Con Risposta n 93 del 16 aprile le Entrate chiariscono che per quanto riguarda l'esenzione IVA, il tipo di servizio offerto da ALFA Srl, che svolge su concessione col Comune, attività di trasporto turistico, non rientra nelle categorie previste dalla nortma di riferimento.
Per quanto, il secondo quesito dell'istante, ha confermato la correttezza dell'approccio adottato dalla società, rispetto alla certificazione dei corrispettivi che nel caso di specie sono sostituiti dai biglietti di trasporto.
Vediamo i dettagli.
IVA trasporto turistico: chiarimenti ADE
L'Istante riferisce, che:
- ha ottenuto dal Comune Beta l'affidamento del servizio di trasporto turistico su ruote gommate ai fini turisticoricreativi su un percorso urbano definito dallo stesso Comune verso il Centro Storico, ed esclusivamente all'interno della Città;
- tale concessione prevede a carico della Società il pagamento di un canone annuale a favore del Comune;
- i codici Ateco relativi all'attività svolta sono:
- '93.29.9 altre attività di intrattenimento e di divertimento nca''
- e ''49.31 Trasporto terrestre di passeggeri in aree urbane e suburbane'';
- gli utenti del servizio pagano alla Società un biglietto di trasporto, che può comprendere una tratta o entrambe le tratte (andata e ritorno);
- tale biglietto ha le caratteristiche definite dal Decreto del Ministero delle Finanze del 30 giugno 1992.
Il quesito posto riguardava specificamente due questioni associate alla suddetta attività di trasporto turistico-ricreativo con trenini su gomma:
- La società chiedeva conferma se fosse corretto applicare l'esenzione dall'IVA, come previsto dall'articolo 10, primo comma, numero 14, del decreto del Presidente della Repubblica 26 ottobre 1972, n. 633, per la prestazione di trasporto turistico-ricreativo che effettuavano. Questa domanda era basata sull'interpretazione che le prestazioni di trasporto urbano di persone potessero beneficiare di una esenzione IVA.

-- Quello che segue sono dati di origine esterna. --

PR #11581, opened 2019-04-26
Share Extension: Fix for posts published with local paths

### LINKED ISSUE #9118: Images sometimes keep local path when using the share extension
### Expected behavior

When using the share extension to publish a new blog post, the URL/path for any images should be updated to reference the media library.

### Actual behavior

We've had some reports of the path for images not being correctly updated and, instead, using the local path. For example:

``

The image is correctly uploaded to the media library but the path is not correctly updated within the post.

1. Open the Photos app.
2. Tap "Select" in top right corner.
3. Choose 2 images.
4. Tap share/action button.
5. Tap WordPress icon.
6. Fill in title/body.
7. Hit next and complete publish.
8. Look at the HTML for any images in your new post.

##### Reported in 274774-h. Tested on iPhone X, iOS 11.3, WPiOS 9.6.1

Neither @bummytime or myself have been able to replicate but making a note here for further investigation.

nheagy:
Fixes #9118

Sometimes the images in a post created with the share extension would keep their local paths once published. This PR should fix those problems.

This was a fun one to track down: It seems that when a media's upload is interupted the server may alter the file's name, such as turning "localfile.jpg" into "localfile-1.jpg". I assume this is related to having to reattempt the upload but I wasn't able to be sure of that. Regardless I was able to fix the issue with that assumption by making the filename comparison a bit more forgiving.

### To test:
Perform the text before and after this fix to experience the issue, and then ensure it has been addressed:
1. Build to device
2. Share two images with the WordPress share extension.
3. Immediately after tapping "Publish" turn off wifi (and LTE if you have it) on the device to interupt media upload
4. Wait a bit, then turn wifi back off.
5. Compare results:
   - Before the fix, the post should have broken media [like this](https://natesnotesandnovels.wordpress.com/2019/04/26/169/)
   - After the fix, embedded images should [appear correctly](https://natesnotesandnovels.wordpress.com/2019/04/26/201/)

Update release notes:


nheagy:
Thanks @bummytime! Seems like my solution may still be too fragile 😬 I'll take another look.

jkmassel:

nheagy:
Closing in favour of #11702

PR #11582, opened 2019-04-27
Issues/improve reader comments performance

aerych:
For hack week I wanted to try to improve the performance of the reader's comments view controller.  Scrolling the view seemed a little janky at times and when I profiled the controller the Time Profiler showed > 25% of time was spent building the attributed strings we show in each comment cell.  This seemed like a good candidate for improvement and led to this  PR.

- ALFA Srl domandava se fosse corretto non procedere alla trasmissione telematica, memorizzazione elettronica, e certificazione fiscale dei corrispettivi derivanti dalla vendita dei biglietti. Questo dubbio era motivato dal fatto che i biglietti di trasporto emessi potessero già assolvere la funzione di scontrino fiscale, evitando così l'obbligo di ulteriori certificazioni. La società si riferiva al decreto del Ministero delle Finanze del 30 giugno 1992 per le caratteristiche dei biglietti, e al Decreto del Presidente della Repubblica del 21 dicembre 1996, n. 696, che stabiliva le condizioni sotto cui i biglietti di trasporto possono sostituire la normale documentazione fiscale.
L'Agenzia ha specificato che l'esenzione IVA, come descritta nell'articolo 10, primo comma, n. 14) del Decreto IVA, è applicabile solo alle prestazioni di trasporto urbano eseguite tramite "veicoli da piazza", che sono principalmente veicoli adibiti al servizio di taxi.
Questa definizione include anche gondole e motoscafi, secondo quanto stabilito da precedenti risoluzioni ministeriali.
La specifica norma non si applica al trasporto turistico-ricreativo effettuato con trenini su gomma come quelli gestiti da ALFA Srl.
Di conseguenza, l'esenzione IVA non è applicabile per questo tipo di trasporto, che invece è soggetto all'aliquota IVA del 10%.
L'Agenzia ha confermato che, per le prestazioni di trasporto di persone, quando i biglietti di trasporto rispettano le caratteristiche stabilite dal decreto del Ministro delle Finanze del 30 giugno 1992, questi biglietti possono assolvere la funzione dello scontrino fiscale.
In base a questo, non è necessaria la trasmissione telematica o la memorizzazione elettronica dei corrispettivi, poiché i biglietti stessi soddisfano l'obbligo di certificazione fiscale.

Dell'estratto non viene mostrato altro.